Gather, from the listing beneath this task, every line holding the string "context".

- Opening Delimiter -

PR #7726, opened 2024-12-03
TFX 1.16.0 Release

vkarampudi:


nikelite (approved):
Let's merge the following changes first and then release the package. Thanks!

https://github.com/tensorflow/tfx/pull/7727

RELEASE.md
```diff
@@ -41,8 +41,7 @@
 
 ## Deprecations
 
-
-*   KFP v1 SDK 
+*   KFP v1 SDK
```
nikelite, line 44: To provide further context, let's include:

* KubeflowDagRunner (KFP v1 SDK) is deprecated. Use KubeflowV2DagRunner (KFP v2 pipeline spec) instead.

vkarampudi: sure @nikelite, Updated

RELEASE.md
```diff
@@ -41,8 +41,7 @@
...
 *   TensorFlow Estimator is Deprecated
```
nikelite, line 45: To provide further context, let's include:

Since Estimators will no longer be available in TensorFlow 2.16 and later versions, we have deprecated examples and templates that use them. We encourage you to explore Keras as a more modern and flexible high-level API for building and training models in TensorFlow.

- Closing Delimiter -

■ Solution to this exercise
nikelite, line 44: To provide further context, let's include:
nikelite, line 45: To provide further context, let's include:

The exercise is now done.